Exhibition "Zverev and Chirik" by Bogdan Mamonov,
Zverevsky Centre of Modern Art.


This exhibition is a part of some projects which include in the program ESCAPE. That projects are connected with an attempt of going over the history of art ( "The Dead & Alive", "Liza and the Dead"). If earlier art critics put famous artist in whose honor named Zverevsky center Anatoly Zverev in one line with Pollok or Van Gog that now Bogdan Mamonov tried to represent him as a one of the first russian performance artists. Anatoly Zverev established in the sixties a radical "invisible art" and using the phrase of Zverev where said: "Guy, Art - it is you, you are living - you are art". (This phrase has become motto for the work of the program).

In as much as Zverev is keen on football and even affirms that his painting appeared owing to this game, the opening day looked like a football match in the course of which Bogdan Mamonov was playing with enthusiasm with spectators.The second hero of the exhibition has become famous football player of the eiteenth Fedor Cherenkov (Chirick) and also Zverev marked off by the "sacred madness" of the genius.


Press:

Bogdan Mamonov's exhibition "Zverev and Chirik" that took place in Zverev Centre of Modern Art, surprises with virtuose freedom of artist who draws former cult but currently not interesting characters out of "history naphthaline and actualises them using the original plastic and conceptual approach. Sheets of paper, framed in red, with Zverev's sayings (for example, his famous "Guy, art is you, you are living - you are art"), photocopies of his graphics, fixed along the gallery walls, looked rather impressive and even stylish. The exhibition space was skilfully turned into soccer playing-field, where the author of the project dressed in a sports uniform was enthusiastically playing soccer with the visitors.

This exhibition is one of the projects carried out within the framework of the ESCAPE program and is an attempt of going over the history of art. ("The dead and Alive", "Liza and the Dead").

What is the cause of this maniacal desire to rewrite the past? Maybe it happens because the actual artist finds the legitimacy of his activity not in the works of masters of "brush and chisel", but in the crazy performances of the great eccentric names of history, whose actions entered the culture, but couldn't be marked and interpreted, remaining a sort of white spots.

We are living in a situation, where the former single cultural context has broken down and a new one is forming spontaneously. The basis of it is in the past for it is the only matter that bounds the fragments of the present that fall apart.

Bogdam Mamonov was always taking interest in the issues of power, which has its prerogative right for rewriting the history, for manipulating with the past. This was the subject of the "Kaligula" project, and it is also the main theme of the exhibition "Zverev and Chirik".

To persuade the visitors that the drunkard-artist was actually a radical leftist, a creator of Russian performance (even before "Collective Actions" group!), range him not with Pollok (what has already been done a number of times), but rather with the Vienna's actionists, using the whole stock-in-trade - from the visual presentation to a theoretical discourse, support his own position with a direct speech of the character (aphorisms), having broken nothing in it but at the same time having changed the emphasis - these are the tasks successfully met by Bogdan Mamonov.

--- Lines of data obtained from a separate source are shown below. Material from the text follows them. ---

PR #136, opened 2025-08-26
fix: use correct VRay regex in adaptor init-data schema

muratmozdemir:
While running 3DSMax on Windows using VRay6 GPU (Service-Managed Fleet), we get this error from jobs:
```
Error encountered while starting adaptor: 'V_Ray_GPU_6__update_2_1' 
does not match '^V_Ray_[1-9](_GPU)?.*$'
```

If I use PowerShell to change the regex string to `"^V_Ray_([1-9]|GPU_[1-9]).*$"`, this resolves the issue. (This is done with a host configuration script). This way it doesn't matter if its `V_Ray_GPU_6__update_2_1` or `V_Ray_6_GPU__update_2_1`, however, if you look at [this](https://github.com/aws-deadline/deadline-cloud-for-3ds-max/blob/8cea88ec48848c4f0324e5e63ba7d09dca5a2ac6/src/deadline/max_submitter/data_const.py#L27) I believe `V_Ray_GPU_6` is the correct string.

This should resolve issues with VRay6 GPU renderers on 3DSMax

I have used PowerShell and host configuration scripts to modify the schema directly on a server before a job start which resolved this issue

Currently, yes.  But the new regex should handle both strings. (`V_Ray_GPU_6__update_2_1` or `V_Ray_6_GPU__update_2_1`)

### DIFF
--- a/src/deadline/max_adaptor/MaxAdaptor/schemas/init_data.schema.json
+++ b/src/deadline/max_adaptor/MaxAdaptor/schemas/init_data.schema.json
@@ -37,7 +37,7 @@
             "oneOf": [
                 {
                     "type": "string",
-                    "pattern": "^V_Ray_[1-9](_GPU)?.*$"
+                    "pattern": "^V_Ray_([1-9]|GPU_[1-9]).*$"
                 },
                 {
                     "enum": [


jericht:
Thanks for contributing @muratmozdemir! These changes look good to me. You'll need to update your commit message to match our [configured conventional commits tags](https://github.com/aws-deadline/deadline-cloud-for-3ds-max/blob/0f573a7193325f0e21ed1233a08dfc52f6af9d8a/pyproject.toml#L160-L171) (change it to `fix:`) and also sign your commit please! Happy to approve once those are done.


You can run something like this
```
git commit --amend -s -m "fix: use correct VRay regex in adaptor init-data schema"
```

muratmozdemir:
> Thanks for contributing @muratmozdemir! These changes look good to me. You'll need to update your commit message to match our [configured conventional commits tags](https://github.com/aws-deadline/deadline-cloud-for-3ds-max/blob/0f573a7193325f0e21ed1233a08dfc52f6af9d8a/pyproject.toml#L160-L171) (change it to `fix:`) and also sign your commit please! Happy to approve once those are done.
> 
> You can run something like this
> 
> ```
> git commit --amend -s -m "fix: use correct VRay regex in adaptor init-data schema"
> ```

This should all be fixed now. 

Thanks!!

jericht (approved):

leongdl (approved):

It's important to keep in mind, that it's not the exhibition of Zverev or Chirik that is concerned: both of them are just the characters of B. Mamonov's creation, no more than mythical heroes. And in this case it doesn't matter if they lived ten or a thousand years ago, and whether Mr. Zverev's paintings owe their appearance to his devotion to football.

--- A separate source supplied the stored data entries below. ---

PR #138, opened 2025-08-28
doc: update development.md with installer build instructions 

leongdl:
- It was hard to setup 3dsmax submitter via the manual copy instructions.

- Now that we support install builder, it is a much better development experience to update and test the submitter.

- Better dev flow.

- I tried this way of development and updating the submitter!

- This is a doc change

- NA.

----


AlexTranAmz (approved):

jericht (approved):
🚢

PR #491, opened 2015-09-16
Explain some basic concepts in tutorial

jonashaag:
This isn't explained anywhere in the documentation, but it's the very basics of how autocomplete-light works on the surface, so I figured this is a valuable addition to the tutorial.

Maybe we should also add the full ``Person`` and ``Order`` definitions somewhere or even add the Person/Order app to the example apps in the repository.


jpic:
Awesome, thanks !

Another thing is more important: football as a branch of culture, according to Mr. Mamonov, provokes the world's crowd to a most drastic resistance to the civilisation, because no institution or idea gives birth to such strong, at once absolutely total and mindless violence, as football in the person of its fans.

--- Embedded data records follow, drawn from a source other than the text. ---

PR #494, opened 2015-09-17
ModelChoiceFields: Watch changes to 'queryset'

jonashaag:
A ModelChoiceField's 'queryset' attribute may be overwritten after the field has been created, for example in order to limit the choices that are offered. We should also reflect these changes in the autocompletion.

A common idiom is to override ``queryset`` in a view or form, like in this example: https://docs.djangoproject.com/en/dev/ref/forms/fields/#fields-which-handle-relationships. Currently, these overrides are not reflected in the autocomplete. Hence it is possible to select related objects in the autocomplete that aren't part of ``queryset`` anymore, resulting in a validation error.

This patch fixes this by always reflecting changes to ``queryset`` in the autocomplete's choices.

### DIFF
--- a/autocomplete_light/fields.py
+++ b/autocomplete_light/fields.py
@@ -86,16 +86,30 @@ class MultipleChoiceField(ChoiceField, forms.MultipleChoiceField):
     widget = MultipleChoiceWidget
 
 
-class ModelChoiceField(FieldBase, forms.ModelChoiceField):
+class ModelChoiceFieldBase(FieldBase):
+    def _get_queryset(self):
+        return self._queryset
+
+    def _set_queryset(self, queryset):
+        self._queryset = queryset
+        self.widget.choices = self.choices
+
+        # Also update autocomplete choices
+        self.autocomplete.choices = queryset
+
+    queryset = property(_get_queryset, _set_queryset)
+
+
+class ModelChoiceField(ModelChoiceFieldBase, forms.ModelChoiceField):
     widget = ChoiceWidget
 
 
-class ModelMultipleChoiceField(FieldBase,
+class ModelMultipleChoiceField(ModelChoiceFieldBase,
         forms.ModelMultipleChoiceField):
     widget = MultipleChoiceWidget
 
 
-class GenericModelChoiceField(FieldBase, forms.Field):
+class GenericModelChoiceField(ModelChoiceFieldBase, forms.Field):
     """
     Simple form field that converts strings to models.
     """
--- a/autocomplete_light/tests/test_forms.py
+++ b/autocomplete_light/tests/test_forms.py
@@ -172,8 +172,10 @@ class ModelFormBaseMixin(BaseModelFormMixin):
         class ModelForm(autocomplete_light.ModelForm):
             class Meta(DjangoCompatMeta):
                 model = self.model_class
-                widgets = {'relation': self.widget_class(widget_attrs={
-                    'class': 'test-class', 'data-foo': 'bar'})}
+                widgets = {'relation': self.widget_class(
+                    autocomplete=self.autocomplete_name,
+                    widget_attrs={'class': 'test-class', 'data-foo': 'bar'}
+                )}
 
         self.form = ModelForm()
 


jpic:
Thanks ! But we've got to find a backward compatible way.

jonashaag:
One issues seems to be that ``choices`` is overridden when it's a list of querysets. In which cases does this happen? Where can I find the code that creates the list?

jpic:
That would be generic fk/m2m autocompletes

jonashaag:
There seems to be a bug in the way autocompletes are found for widgets. If a widget is initialized with `autocomplete=None` (the default case) and a generic autocomplete has been registered earlier on, it is used as the widget's autocomplete even though they're not related in any way.

```py
    def get_autocomplete_from_arg(self, arg=None):
        ...
        elif arg is None:
            return self.default_generic
        else:
            raise AutocompleteArgNotUnderstood(arg, self)
```

Why is this case there in the first place? Why would we default to some unrelated generic autocomplete?

jonashaag:
bump

jpic:
We'll need tests to merge this ;)

jonashaag:
@jpic Could you try to answer my question in the bug report above? https://github.com/yourlabs/django-autocomplete-light/pull/494#issuecomment-141775417

jpic:
Right, I still had a draft reply in my mailbox, sorry about that, but it's a feature, not a bug :)

What do you think should happen if a widget got instanciated without autocomplete ?

jonashaag:
> What do you think should happen if a widget got instanciated without autocomplete ?

Not sure, maybe don't display any autocomplete at all? Why would you want to see Generic Foreign Key autocompletes for some completely unrelated field?

jpic:
I see, so we'd have to implement logic in the autocomplete widget to not be an autocomplete widget if the autocomplete is wrong ? But shouldn't the user then just **not** use an autocomplete widget where (s)he doesn't want to have an autocomplete widget ? There's got to be a better way and I sort of agree with you that think feature might be confusing, maybe it's implemented wrong or something.

Removing the default-generic feature means breaking backward compatibility:
- changing [test_default_generic](https://github.com/yourlabs/django-autocomplete-light/blob/master/autocomplete_light/tests/test_registry.py#L152-L154)
- issue a middle version increment release, since it's a BC break in an undocumented feature, it shouldn't affect so much users,

My prefered options here are:
- fixing whatever bug you found in this feature to make it better,
- raise an exception instead,
- implement a system check to prevent the user from having widgets without autocompletes

jpic:
Wait, shouldn't we talk about this on another topic ? I completely lost track about this code change proposal. I'd like to merge this but we'd need to cover this code with tests.

jonashaag:
This should now pass the test suite. The Travis build fails for some weird reasons.

For the default generic business have a look at my `remove-default-generic` branch. If there's anything to discuss on this topic maybe open a new PR as soon as this one is merged. (`remove-defaulte-generic` depends on this PR)

jpic:
Could you please try rebasing on master ?

Thanks

jonashaag:
It's already rebased.

jpic:
Tests are passing right now, I'm sorry but could you rebase again and squash both commits into one ?

Thanks a heap !!

jpic:
I really don't want to do another release without your patch in there ^^

jpic:
Wait before rebasing, we still need a regression test.

jonashaag:
I've since switched away from django-autocomplete-light; I've had too many other issues. Not interested in working on this anymore.

jpic:
Yeah I'm sorry, I don't have as much time as I used to. Thanks for your contribution, it'll be in the next release for sure.

jpic:
Closed with 181e68d

jpic:
Oops, I think I'll have to revert this, you can't change the autocomplete in a form instance, because the change would not be applied when the autocomplete is instanciated by [AutocompleteView](https://github.com/yourlabs/django-autocomplete-light/blob/master/autocomplete_light/views.py#L59). No wonder why you've had issues doing this, but I don't think you can do it with any autocomplete app unless maybe by using the `request.session` object and all.... You queryset change would apply only in `choices_for_values` and not `choices_for_request`.

Reverting.

jpic:
BTW, the test was easy to add:

```
diff --git a/autocomplete_light/tests/test_fields.py b/autocomplete_light/tests/test_fields.$
index e336224..4d2afb9 100644
--- a/autocomplete_light/tests/test_fields.py
+++ b/autocomplete_light/tests/test_fields.py
@@ -73,6 +73,13 @@ class ModelChoiceFieldTestCase(BaseMixin, TestCase):
         self.assertEqual(list(test.choices),
                          [('', '---------'), (1, 'public'), (3, 'linked')])

+    def test_change_queryset(self):
+        test = self.field_class(self.TestAutocomplete, required=True)
+
+        test.queryset = test.queryset.filter(pk=None)
+
+        assert test.queryset == test.autocomplete.choices
+
```

jpic:
My bad, we can keep this, it works, BUUUUUUUUUT you HAVE to reproduce the change in `choices_for_request()`. Ie for:

    field.queryset = field.queryset.filter(owner=user)

You MUST have:

    def choices_for_request(self):
        return self.choices.filter(owner=self.request.user)

So, that's really tricky ;)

A schizophrenic Fedor Cherenkov in the playing-field and a paranoiac Anatoly Zverev, seized with the delusion of persecution, jumping from one grandstand to another during the match - are the two poles, that are an ideal metaphor of today's cultural rebellion. The author of this project creates an image - the figure of the artist who has created the radical "invisible art" and has never been appreciated by critics or public.

The exhibition by Bogdan Mamonov was a success not only in the context of the ESCXAPE project, but the whole Moscow's artistic life. It produces an impression of spontaneity, facility of execution, entirety and the expressiveness of the single artistic gesture.